Diehards like me call it ‘Techmental’ due to the quality of the tunes and the never-say-comedown attitude of the crowd. Whoever said ‘rhythm is a dancer’ hasn’t seen Andy ‘Mandy’ McDonald off his tits doing the Crazy Salmon at 10pm – mental! Word on the street is that a special guest appearance by Swedish House Mafia is going to make Dekky ’21 unforgettable! The best thing about a fezzy in the Dam? You can spark bare cones of sweet Mary J when it gets too much – with no static from the feds. Praise Jah!
Heaven ain’t a half-pipe, it’s Croatia in July! I’ve had the best nights of my life – and the best nights I can’t remember – with the Labour louts at Hideout. Soft left B2B hard house: what’s not to love? I’ll never forget 2013, when Miliband – or ‘Milligram’ as we call him, the absolute lightweight – lost his marbles at a particularly naughty Chase and Status drop. Edlar had to be carted off to the first aid tent… epic! 2021 boasts another stellar line-up but I’m praying for a secret set by Disclosure to make this year stark raving mental!
Me and the Westminster squad blow off steam with our annual big bash in little Belgium. ‘Tomorrowland’ has been the Party’s internal shorthand for a hypothetical Labour government ever since 2016, when Jonny Ashworth threw a gargantuan whitey and shat himself during Tiësto – legendary! The line-up is TBC but T-Land 2021 is going to be nothing short of mind-bending – see you centre-front-left.
Dimensions is a tradition with the lads from the CPS. Once a year we get together and lose ourselves in beach, bass and barrister banter all the way – with a little bit of illegal aid to keep the sesh going, obviously! At a boat party in 2014, I got a standing ovation for an epic butt-chugg during Calvin Harris and then got Max Hill to drink from it – what a sap!
Exit is all love: no pretensions, no hipsters, just 100% vibes, an unreal line-up of Class-A DJs – and plenty of nooks and crannies for the odd cheeky actus reus, if you catch my sniff?

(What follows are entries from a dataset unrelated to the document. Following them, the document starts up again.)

PR #7006, opened 2025-10-08
Hybrid jk hybrid rlookup fixes

kei-nan:
## Describe the changes in the pull request

A clear and concise description of what the PR is solving, including:
1. Current: The current state briefly
2. Change: What is the change
3. Outcome: Adding the outcome

#### Which additional issues this PR fixes
1. MOD-...
2. #...

#### Main objects this PR modified
1. ...

#### Mark if applicable

- [ ] This PR introduces API changes
- [ ] This PR introduces serialization changes

PR #7028, opened 2025-10-10
Fix hybrid timeout

nafraf:
This PR includes several improvements and fixes:

- Proper initialization of the time field in the search context for hybrid request flows.

- Explicit setup of command properties in `HybridRequest_prepareForExecution`.

- Updated `iterStartCb` private data to use a ref-counted data instead of a raw void*.

- Fixed several memory leaks.

---

> [!NOTE]
> Initialize hybrid query timeouts before pipeline build, set correct command flags, move iterator private data and cursor mappings to Weak/StrongRef handling, and create/free search contexts appropriately for cluster vs standalone; plus minor test tweaks.
> 
> - **Hybrid execution**:
>   - Initialize timeouts for all subqueries and tail context before building pipelines; set `MRCommand` flags (`forCursor`, `rootCommand = C_READ`).
>   - Store cursor mappings in `RPNet` as `StrongRef` clones and release originals; adjust cleanup paths.
>   - Create thread‑safe search contexts based on `NumShards` (no detached ctx in cluster); free contexts differently in `HybridRequest_Free`.
> - **RMR/RPNet infrastructure**:
>   - Change `MR_IterateWithPrivateData` to accept `StrongRef*`; `IteratorData` now holds a `WeakRef` and `iterCursorMappingCb` promotes to `StrongRef`, handling freed mappings and cleaning up correctly.
>   - In `rpnet`, build `_FT.CURSOR READ` with `rootCommand = C_READ` and pass mappings by reference to the iterator.
> - **Debug/Timeouts**:
>   - Apply tail timeout using `hreq->sctx` instead of a subquery context.
> - **Tests**:
>   - Add codespell ignores and improve assertions/messages in timeout and other tests.
> 
> <sup>Written by [Cursor Bugbot](https://cursor.com/dashboard?tab=bugbot) for commit 55ed74281f115dad877d74fc1c05776601bdf861. This will update automatically on new commits. Configure [here](https://cursor.com/dashboard?tab=bugbot).</sup>

### DIFF
--- a/src/coord/hybrid/dist_hybrid.c
+++ b/src/coord/hybrid/dist_hybrid.c
@@ -266,7 +266,7 @@ static int HybridRequest_prepareForExecution(HybridRequest *hreq, RedisModuleCtx
     // Construct the command string
     MRCommand xcmd;
     HybridRequest_buildMRCommand(argv, argc, &us, &xcmd, sp, &hybridParams);
-    xcmd.protocol = 3;
+    xcmd.protocol = is_resp3(ctx) ? 3 : 2;
     xcmd.forCursor = hreq->reqflags & QEXEC_F_IS_CURSOR;
     xcmd.forProfiling = false;  // No profiling support for hybrid yet
     xcmd.rootCommand = C_READ;


src/hybrid/hybrid_request.c
```diff
@@ -316,8 +333,8 @@ AREQ **MakeDefaultHybridUpstreams(RedisSearchCtx *sctx) {
   initializeAREQ(search);
   initializeAREQ(vector);
   const char *indexName = HiddenString_GetUnsafe(sctx->spec->specName, NULL);
-  search->sctx = createDetachedSearchContext(sctx->redisCtx, indexName);
-  vector->sctx = createDetachedSearchContext(sctx->redisCtx, indexName);
+  search->sctx = createSearchContext(sctx->redisCtx, indexName);
```
Itzikvaknin: The name `createSearchContext` doesn’t clearly reflect its behavior (it creates a detached context when needed).
Let’s add `NumShards` as an argument and rename it to something like `createThreadSafeSearchContext`

src/coord/hybrid/dist_hybrid.c
```diff
@@ -261,19 +268,12 @@ static int HybridRequest_prepareForExecution(HybridRequest *hreq, RedisModuleCtx
     xcmd.protocol = is_resp3(ctx) ? 3 : 2;
     // xcmd.forCursor = hreq->reqflags & QEXEC_F_IS_CURSOR;
     // xcmd.forProfiling = false;  // No profiling support for hybrid yet
-    // xcmd.rootCommand = C_AGG;   // Response is equivalent to a `CURSOR READ` response
+    xcmd.rootCommand = C_AGG;   // Response is equivalent to a `CURSOR READ` response
```
Itzikvaknin: The comment is odd, since we have a specific callback to handle the `_FT.HYBRID` request format.
Lets make sure we now where and why it is needed.

Itzikvaknin: rpnetNext_StartWithMappings dispatches the command using netCursorCallback as its processor.
In aggregate, `netCursorCallback` works as follows:
- It first dispatches an FT.AGGREGATE command.
- Then, netCursorCallback invokes getCursorCommand.
- Inside getCursorCommand, the code takes the if (cmd->rootCommand == C_AGG) branch.
- If a valid cursor is returned (which is always the case in FT.HYBRID, right @kei-nan?), it sets the root command as follows: 
```     
newCmd = MR_NewCommand(4, "_FT.CURSOR", "READ", idx, buf);
newCmd.rootCommand = C_READ;
```
      
Therefore, I think we should assign it to `C_READ`

In coverage tests, we got the following crash:
```
             at /home/runner/work/RediSearch/RediSearch/redis/src/debug.c:2516:5
   5: _serverAssert
             at /home/runner/work/RediSearch/RediSearch/redis/src/debug.c:1162:25
   6: getCursorCommand
             at /home/runner/work/RediSearch/RediSearch/src/hybrid/dist_utils.c:154:5
   7: netCursorCallback
             at /home/runner/work/RediSearch/RediSearch/src/hybrid/dist_utils.c:106:8
   8: mrIteratorRedisCB
             at /home/runner/work/RediSearch/RediSearch/src/coord/rmr/rmr.c:557:5
   9: __redisRunCallback
```
which is 
```    
// The previous command was a _FT.CURSOR READ command, so we may not need to change anything.
RS_LOG_ASSERT(cmd->rootCommand == C_READ, "calling `getCursorCommand` after a DEL command");
```

I'll include the fix in https://github.com/RediSearch/RediSearch/pull/7030

src/hybrid/hybrid_request.c
nafraf: OK. Done.

src/coord/hybrid/dist_hybrid.c
kei-nan: the mapping should already arrive before `netCursorCallback`.
So I guess we can go directly to C_READ

src/coord/rpnet.c
```diff
@@ -176,10 +176,14 @@ int rpnetNext_StartWithMappings(ResultProcessor *rp, SearchResult *r) {
 
     // Create cursor read command using the copied index name
     nc->cmd = MR_NewCommand(3, "_FT.CURSOR", "READ", idx_copy);
+    nc->cmd.rootCommand = C_READ;
     nc->cmd.protocol = 3;
     rm_free(idx_copy);
 
-    nc->it = MR_IterateWithPrivateData(&nc->cmd, netCursorCallback, NULL, iterCursorMappingCb, vsimOrSearch);
+    StrongRef *mappingsRef = rm_malloc(sizeof(StrongRef));
```
kei-nan: not sure about this.
I don't think this pattern makes sense
The lifetime of the iterator is tied to our lifetime.
Is it possible we will get deleted and the iterator stays alive somehow?

nafraf: It was added to solve a memory leak detected during timeout tests.
This was the problematic flow:
1.  `HybridRequest_executePlan` created cursor mappings and stored them in RPNet via `StrongRef`
2.  `rpnetNext_StartWithMappings` called `MR_IterateWithPrivateData` with `iterCursorMappingCb`
3.  Critical bug: A raw pointer (`CursorMappings*`) was passed to the async callback instead of a protected `StrongRef`
4.  `HybridRequest_Free` was called immediately after `sendChunk_hybrid`, freeing the mappings
5.  When `iterCursorMappingCb` finally executed asynchronously, it accessed freed memory

Itzikvaknin: It looks like `MR_IterateWithPrivateData` isn’t blocking, so the execution order isn’t guaranteed.
That means the scenario described is valid, and reference counting at this level seems necessary.
WDYT @kei-nan ?

kei-nan: How I see it is that rpnet result processor should hold a strong ref, not the async callback.
When rpnet result processor is destroyed it should wait/canel the iterator and the async callback should not be executed.
Then it should release the strong ref he is holding.
That is what I think the correct behaviour should be.

src/coord/rmr/rmr.c
```diff
@@ -674,9 +674,17 @@ void iterStartCb(void *p) {
...
+  StrongRef mappingsRef = WeakRef_Promote(data->privateDataRef);
+  CursorMappings *vsimOrSearch = StrongRef_Get(mappingsRef);
+  if (!vsimOrSearch) {
+    // Cursor mappings have been freed - cannot proceed with command dispatch.
+    // Release the iterator to decrement its reference count and trigger cleanup.
+    // This handles the case where we abort before sending commands to any shards.
+    MRIterator_Release(it);
+    rm_free(data);
+    return;
+  }
```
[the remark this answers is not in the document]
Itzikvaknin:
```
static StrongRef _Ref_GetStrong(RefManager *rm) {
  StrongRef s_ref = {0};
  if (RefManager_TryGetStrongReference(rm)) {
    // a strong reference also holds a weak reference (reference to the RefManager),
    // so it won't be freed before the object it manages.
    RefManager_GetWeakReference(rm);
    s_ref.rm = rm;
  }
  return s_ref;
}
```


```
inline void *__RefManager_Get_Object(RefManager *rm) {
  return rm ? rm->obj : NULL;
}
```

If vsimOrSearch is NULL, no strong ref was taken → no release needed.

src/hybrid/hybrid_request.c
```diff
@@ -51,6 +51,7 @@ int HybridRequest_BuildDepletionPipeline(HybridRequest *req, const HybridPipelin
         // Create a depleter processor to extract results from this pipeline
         // The depleter will feed results to the hybrid merger
         RedisSearchCtx *nextThread = params->aggregationParams.common.sctx; // We will use the context provided in the params
+        SearchCtx_UpdateTime(nextThread, areq->reqConfig.queryTimeoutMS);
```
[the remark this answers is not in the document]
Itzikvaknin: I think `hreq->context` should be initialized next to the AREQs sctx initialization 
What meaning does it have to sample the time here?

src/coord/hybrid/dist_hybrid.c
```diff
@@ -258,22 +265,15 @@ static int HybridRequest_prepareForExecution(HybridRequest *hreq, RedisModuleCtx
     // Construct the command string
     MRCommand xcmd;
     HybridRequest_buildMRCommand(argv, argc, &us, &xcmd, sp, &hybridParams);
-    xcmd.protocol = is_resp3(ctx) ? 3 : 2;
-    // xcmd.forCursor = hreq->reqflags & QEXEC_F_IS_CURSOR;
-    // xcmd.forProfiling = false;  // No profiling support for hybrid yet
-    // xcmd.rootCommand = C_AGG;   // Response is equivalent to a `CURSOR READ` response
+    xcmd.protocol = 3;
```
Itzikvaknin: Lets bring back the macro

nafraf: We will replace it soon by `HYBRID_RESP_PROTOCOL_VERSION`

Itzikvaknin: Handled in https://github.com/RediSearch/RediSearch/pull/7006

Laughing my ruddy glutes off! I go every year with the old boys from Reigate Grammar. Needless to say, Norman Cook is an absolute lunatic. But Cooper and Sullivan are no slackers, either. In 2014 the two ‘Prangy Andys’ thought Skrillex was using the bass frequencies to warn them a communist bouncer was after their stash – what a pair of sesh gremz!
King Keir’s Festival Tips
When you’ve been raving as long as me, you learn a thing or two about turning a good night into a legendary one. The most important thing to remember is: keep the festie vibes positive – strictly no Tory behaviour!
Pack a Mirror
You’ve got to be looking on-fleek and you do not want to be using those tiny mirrors in the portaloos – butters!
Bring a Battery Pack
My phone died at Hideout 2015 and I lost the Labour lot for the whole weekend. I ended up having to carry on with Davo Grameron’s squad… what a bunch of fucking boy scouts, honestly! Osborne passed out at 9pm on Friday and no-mates Gove talked shop all weekend. Twats!
Visit the Pharmacist
I mean the other pharmacist! Painkillers are essential, especially if you’ve been listening to Ian Murray chat shit all night. But above all, lads, you absolutely must get your hands on some viags in case you get lucky. In chambers we used to call it ‘lasting power of attorney’. Remember: pilly willy ain’t right or honourable!